NYC Open Data: Part I
A look at the Brooklyn Public Library’s open data catalog would give you … well, roughly zero idea of what’s on the shelf.
Let me clarify. And let me be clear. (Those are almost synonymous.) I love the public. I’m there every few weeks. And I used to go practically every week. I taught myself the lion’s share of what I know about R in the commons room.
So I downloaded a .csv of the library’s catalog set from the City of New York’s open data portal. (This one: https://opendata.cityofnewyork.us/)
It looks like this:
library(rgdal) # reads spatial files
## Loading required package: methods
## Loading required package: sp
## rgdal: version: 1.2-7, (SVN revision 660)

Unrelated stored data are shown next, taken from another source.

PR #219, opened 2026-09-11
Additional Class Expansion

wesleyjcole:
## Summary
(Note: this is getting merged into a dev branch and not into main)

This PR continues #185 to separate the resource class from the technology.  I thought I was ready to start collapsing the technology sets, but found several other places where class expansion was needed, or where it would eventually would be required.  This pull request continues the class expansion, but still ignores some capacity credit parameters (I want to do those in a separate PR because they will use the capacity credit switch which is off by default).

This PR is 6a in the list at https://github.com/ReEDS-Model/ReEDS/issues/185#issuecomment-5427027139.

### Implementation notes 
The primary changes were with exogenous capacity and prescribed builds, which now carry class.  The resources class addition was further propagated.  And the additional mapping of class meant that the `i2c` mapping in `writesupplycurves.py` could be removed.

### Issues resolved 
Partially addresses #185.

### Known incompatibilities 
R2X has not yet been fixed.

The Pacific test case showed that all outputs were exactly the same.  The USA_defaults test case was exactly identical until 2035, where the objective function differred by 1e-14.  That tiny difference propagated into the other tiny differences in 2040 and beyond.  The objective function stayed within 1e-4, and the model size was exactly the same in every solve year and iteration after the change.

USA_defaults capacity difference:

image

USA_defaults compare report: [results-Baseline,ClassExpand.pptx](https://github.com/user-attachments/files/32117620/results-Baseline.ClassExpand.pptx)

### Details to double-check

Yes, I used Claude Opus 5 to implement the code changes and to help me with verification of those changes (e.g., reading .lst files for model size, comparing outputs, etc.).

### DIFF
--- a/reeds/core/setup/b_inputs.gms
+++ b/reeds/core/setup/b_inputs.gms
@@ -1522,7 +1522,7 @@ $onempty
 parameter capacity_exog(i,v,r,allt)             "--MW-- exogenously specified capacity",
           capacity_exog_energy(i,v,r,allt)      "--MWh-- exogenously specified energy capacity",
           capacity_exog_rsc(i,c,v,r,rscbin,allt)  "--MW-- exogenous (pre-tfirst) capacity for wind-ons and upv",
-          m_capacity_exog(i,v,r,allt)           "--MW-- exogenous power capacity used in the model",
+          m_capacity_exog(i,c,v,r,allt)         "--MW-- exogenous power capacity used in the model",
           m_capacity_exog_energy(i,v,r,allt)    "--MWh-- exogenous energy capacity used in the model",
           geo_cap_exog(i,r)                     "--MW-- existing geothermal capacity"
 /
@@ -1637,9 +1637,11 @@ avail_retire_exog_rsc(i,v,r,t)$[refurbtech(i)$(capacity_exog(i,v,r,t-1) > capaci
 
 avail_retire_exog_rsc(i,v,r,t)$[not initv(v)] = 0 ;
 
-m_capacity_exog(i,v,r,t)$capacity_exog(i,v,r,t) = capacity_exog(i,v,r,t) ;
+m_capacity_exog(i,c,v,r,t)$[i_c(i,c)$capacity_exog(i,v,r,t)] = capacity_exog(i,v,r,t) ;
 m_capacity_exog_energy(i,v,r,t)$capacity_exog_energy(i,v,r,t) = capacity_exog_energy(i,v,r,t) ;
-m_capacity_exog(i,"init-1",r,t)$geo(i) = geo_cap_exog(i,r) ;
+m_capacity_exog(i,c,"init-1",r,t)$[i_c(i,c)$geo(i)] = geo_cap_exog(i,r) ;
+m_capacity_exog(i,c,v,r,t)$sum{rscbin, capacity_exog_rsc(i,c,v,r,rscbin,t) } =
+    sum{rscbin, capacity_exog_rsc(i,c,v,r,rscbin,t) } ;
 
 * We assign the ~1.3 GW of existing csp-ns to upv throughout the model, both in the
 * exogenous and the prescribed capacity, and convert it back to csp-ns when reporting.
@@ -1719,8 +1721,8 @@ $onlisting
 
 parameter inv_distpv(r,t) "--MW-- capacity of distpv that is build in year t (i.e., INV for distpv)" ;
 
-inv_distpv(r,t) = sum{(i,v)$distpv(i),
-                      m_capacity_exog(i,v,r,t) - sum{tt$tprev(t,tt), m_capacity_exog(i,v,r,tt) }
+inv_distpv(r,t) = sum{(i,c,v)$[distpv(i)$i_c(i,c)],
+                      m_capacity_exog(i,c,v,r,t) - sum{tt$tprev(t,tt), m_capacity_exog(i,c,v,r,tt) }
                      } ;
 
 set valcap(i,v,r,t)            "i, v, r, and t combinations that are allowed for capacity",
@@ -1765,9 +1767,9 @@ m_required_prescriptions(i,v,r,t)$tmodel_new(t)
 
 m_required_prescriptions(i,v,r,t)$[tmodel_new(t)
                                    $(sum{tt$[yeart(t)>=yeart(tt)], prescribedrsc(i,v,r,tt) }
-                                     or m_capacity_exog(i,v,r,t) )$rsc_i(i)]
+                                     or sum{c, m_capacity_exog(i,c,v,r,t) } )$rsc_i(i)]
         = sum{(tt)$[(yeart(t) >= yeart(tt))], prescribedrsc(i,v,r,tt) }
-        + m_capacity_exog(i,v,r,t)
+        + sum{c, m_capacity_exog(i,c,v,r,t) }
 ;
 
 m_required_prescriptions_energy(i,v,r,t)$tmodel_new(t)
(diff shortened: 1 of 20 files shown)


reeds/core/setup/b_inputs.gms
```diff
@@ -1637,9 +1637,11 @@ avail_retire_exog_rsc(i,v,r,t)$[refurbtech(i)$(capacity_exog(i,v,r,t-1) > capaci
 
 avail_retire_exog_rsc(i,v,r,t)$[not initv(v)] = 0 ;
 
-m_capacity_exog(i,v,r,t)$capacity_exog(i,v,r,t) = capacity_exog(i,v,r,t) ;
+m_capacity_exog(i,c,v,r,t)$[i_c(i,c)$capacity_exog(i,v,r,t)] = capacity_exog(i,v,r,t) ;
 m_capacity_exog_energy(i,v,r,t)$capacity_exog_energy(i,v,r,t) = capacity_exog_energy(i,v,r,t) ;
-m_capacity_exog(i,"init-1",r,t)$geo(i) = geo_cap_exog(i,r) ;
+m_capacity_exog(i,c,"init-1",r,t)$[i_c(i,c)$geo(i)] = geo_cap_exog(i,r) ;
```
cavraam, line 1642: (feel free to ignore; general question not related to this PR) Why does init-1 of geothermal capacity require special treatment? Is there potentially an upstream action item to either move this upstream in input processing and/or reconcile with other technologies?

reeds/core/setup/b_inputs.gms
```diff
@@ -1752,22 +1754,22 @@ m_rscfeas(r,i,c,rscbin)$[i_c(i,c)$csp(i)$(not ban(i))$sum{ii$[(not ban(ii))$tg_r
...
-parameter m_required_prescriptions(i,v,r,t)        "--MW-- required power prescriptions by year (cumulative)" ;
+parameter m_required_prescriptions(i,c,v,r,t)      "--MW-- required power prescriptions by year (cumulative)" ;
 
 parameter m_required_prescriptions_energy(i,v,r,t) "--MWh-- required energy prescriptions by year (cumulative)" ;
 
 *following does not include wind
 *conditional here is due to no prescribed retirements for RSC tech
 *distpv is an rsc tech but is handled different via binned_capacity as explained above
-m_required_prescriptions(i,v,r,t)$tmodel_new(t)
+m_required_prescriptions(i,c,v,r,t)$[tmodel_new(t)$i_c(i,c)]
```
cavraam, line 1764: Double-checking: are we assigning previous years' 'prescribednonrsc' to all classes c, or does $i_c map to only a single class?

reeds/core/solve/2_temporal_params.gms
```diff
@@ -526,7 +526,7 @@ m_cf(i,c,v,r,h,t)$[(m_cf(i,c,v,r,h,t)<0.01)$valcap(i,v,r,t)] = 0 ;
 m_cf(i,c,v,r,h,t)$[cf_tech(i)$valcap(i,v,r,t)$m_cf(i,c,v,r,h,t)] = round(m_cf(i,c,v,r,h,t),3) ;
 
 * Remove capacity when there is no corresponding capacity factor
-m_capacity_exog(i,v,r,t)$[initv(v)$cf_tech(i)$(not sum{(h,c)$i_c(i,c), m_cf(i,c,v,r,h,t) })] = 0 ;
+m_capacity_exog(i,c,v,r,t)$[initv(v)$cf_tech(i)$(not sum{h, m_cf(i,c,v,r,h,t) })] = 0 ;
```
cavraam, line 529: m_cf carries $i_c, so we're good here

reeds/core/solve/3_solve_oneyear.gms
```diff
@@ -78,11 +78,11 @@ loop(i$rsc_i(i),
 * to avoid forcing recently upgraded capacity into retirement
 if(Sw_Upgrades = 1,
 
-    m_capacity_exog(i,v,r,t)$[valcap(i,v,r,t)$sameas(t,"%cur_year%")
+    m_capacity_exog(i,c,v,r,t)$[i_c(i,c)$valcap(i,v,r,t)$sameas(t,"%cur_year%")
```
cavraam, line 81: Might be an action item later on, but adding here just in case: Would it make sense to reconcile down the road `i_c(i,c)$valcap` with `valcap_class` and not have to think about whether a technology has a capacity factor ($valcap_class) or not (i_c(i,c)$valcap)?

reeds/core/terminus/report.gms
```diff
@@ -782,7 +782,10 @@ opres_trade(ortype,r,rr,t)$[opres_routes(r,rr,t)$tmodel_new(t)] =
 *=========================
 
 gen_new_uncurt(i,r,h,t)$[(vre(i) or storage_hybrid(i)$(not csp(i)))$valcap_irt(i,r,t)] =
-      sum{(v,c)$[i_c(i,c)$valinv(i,v,r,t)], (INV.l(i,v,r,t) + INV_REFURB.l(i,c,v,r,t)) * m_cf(i,c,v,r,h,t) * hours(h) }
+      sum{(v,c)$[i_c(i,c)$valinv(i,v,r,t)],
```
cavraam, line 785: great catch!

reeds/resource_adequacy/capacity_credit.py
```diff
@@ -118,7 +118,8 @@ def reeds_cc(t, tnext, casedir):
     #%% Load some inputs
     inputs_case = os.path.join(casedir, 'inputs_case')
     hierarchy = reeds.io.get_hierarchy(casedir).reset_index()
-    resources = pd.read_csv(os.path.join(inputs_case, 'resources.csv'))
+    resources = pd.read_csv(
+        os.path.join(inputs_case, 'resources.csv'), dtype={'c': str})
```
cavraam, line 122: Having to define the type here makes me think whether it would be easier to define classes as c0--c100 v/s 0--100? No strong feelings either way; it might save us some minor edits like this one

reeds/resource_adequacy/diagnostic_plots.py
```diff
@@ -811,7 +811,7 @@ def plot_pras_load_units(sw, dfs):
     ## Net demand
     vre_gen = dfs['vre_gen'].copy()
     vre_gen.columns = pd.MultiIndex.from_tuples(
-        vre_gen.columns.map(lambda x: tuple(x.split('|'))),
+        vre_gen.columns.map(lambda x: (x.split('|')[0], x.split('|')[-1])),
```
cavraam: Not an expert in python architecture, but I was (potentially naively?) thinking that we might want to avoid hard-coding [0] and [1] here (... and in reporting + a few other parts downstream). I iterated with AI to see if there is an obvious, more robust way to deal with this part, but we weren't able to find a better alternative...

reeds/core/setup/b_inputs.gms
cavraam, line 1: Starting line 1952 and through the end we omit $i_c from conditionals, which I believe is correct given that these lines deal with sets and parameters at the (i,v,r,t) level at this point

cavraam (approved):
The PR looks great and differences within 1e-4 in the objective function are reasonable in my mind. Minor comments attached as sanity checks.

reeds/core/setup/b_inputs.gms
wesleyjcole: Because there is no binning of exogenous geothermal capacity, all of it is placed into init-1.

reeds/core/setup/b_inputs.gms
wesleyjcole: Yes.  All prescribednonrsc are class-less technologies, so will just be mapped to class 0.

reeds/core/solve/3_solve_oneyear.gms
wesleyjcole: That's a great question.  Would it be better for `valcap_class` to be defined for everything, or only for technologies that have a class?  E.g., should `valcap_class` for `gas-cc` be no?  Given how similar the name is to `valcap`, it should probably be comprehensive to avoid confusion.  I'll go ahead and adjust that in a downstream change.

reeds/resource_adequacy/capacity_credit.py
wesleyjcole: There are several places where GAMS uses a class as a number, so I think keeping it as a number would be helpful.

reeds/resource_adequacy/diagnostic_plots.py
wesleyjcole: I looked into this some more, and the change can be reverted because PRAS collapses the classes.  Both versions work, but one less change is valuable.

reeds/core/setup/b_inputs.gms
wesleyjcole: Yes, that's right.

## Geospatial Data Abstraction Library extensions to R successfully loaded
## Loaded GDAL runtime: GDAL 2.1.3, released 2017/20/01
## Path to GDAL shared files: /Library/Frameworks/R.framework/Versions/3.4/Resources/library/rgdal/gdal
## Loaded PROJ.4 runtime: Rel. 4.9.3, 15 August 2016, [PJ_VERSION: 493]
## Path to PROJ.4 shared files: /Library/Frameworks/R.framework/Versions/3.4/Resources/library/rgdal/proj
## Linking to sp version: 1.2-4
library(ggplot2) # graphics
bpl = read.csv(url("https://data.cityofnewyork.us/api/views/ym2h-u9dt/rows.csv?accessType=DOWNLOAD"))
head(bpl, 5)
## CALL...BIBLIO. AUTHOR
## 1 974.71 N
## 2 RUS q947.072 E
## 3 RUS qB PUSHKIN T
## 4 NEIG 0149";"NEIG 2713
## 5 NEIG 0150
## TITLE
## 1 09/11, 8:48 AM : documenting America's greatest tragedy / edited by BlueEar.com: Global Writing Worth Reading with the faculty and students of the New York University Department of Journalism foreward by Jay Rosen introduction by Ethan Casey.
## 2 1812-1814 : sekretna︠i︡a perepiska generala P.I. Bagrationa, lichnye pisʹma generala N.N. Raevskogo, zapiski generala M.S. Voron︠t︡sova, dnevniki ofi︠t︡serov russkǒi armii : iz sobrani︠i︡a Gosudarstvennogo Istoricheskogo muze︠i︡a / [sostaviteli, avtory vstupitelʹnykh statěi i kommentariev A.K. Afanasʹev ... et al.].
## 3 1799-1837 : Pushkin i ego vrem︠i︡a / [redaktory S.G. Blinov, M.D. Filin].
## 4 177-179 Columbia Heights [picture]
## 5 132-134 Columbia Heights [picture]
## EDITION PUB.INFO
## 1 [Charleston, SC] : BookSurge.com, 2001.
## 2 Moskva : Terra , c1992.
## 3 Moskva : TERRA , 1997.
## 4 1920.
## 5 1921.
## STANDARD..
## 1 1591090113 (pbk.) : $22.00
## 2 5852551538
## 3 5300002216
## 4
## 5
Well then. Quite a mess.
So here’s another public data set. It’s a tally of the City’s three-year-old universal pre-kindergarten program. The mayor’s 2013 campaign included a few major pledges, and the one he arguably delivered more effectively than others was providing free, full-day universal pre-kindergarten to any 4-year-old. His staff invested considerable resources in finding space for locations. Enrollment opened at 19,000 children the first year and grew to 68,000 a couple of years later.
upk = read.csv(url("https://data.cityofnewyork.us/api/views/kiyv-ks3f/rows.csv?accessType=DOWNLOAD"))
names(upk) = tolower(names(upk))
boxplot(upk$seats)
table(upk$seats,upk$borough)
aggregate(upk$seats, by=list(Category=upk$borough), FUN=sum)
I can use ggplot2 to plot the new pre-k locations. It takes downloading and unpacking some spatial files first.
I can also plot the same locations scaled by the number of spots (“seats”).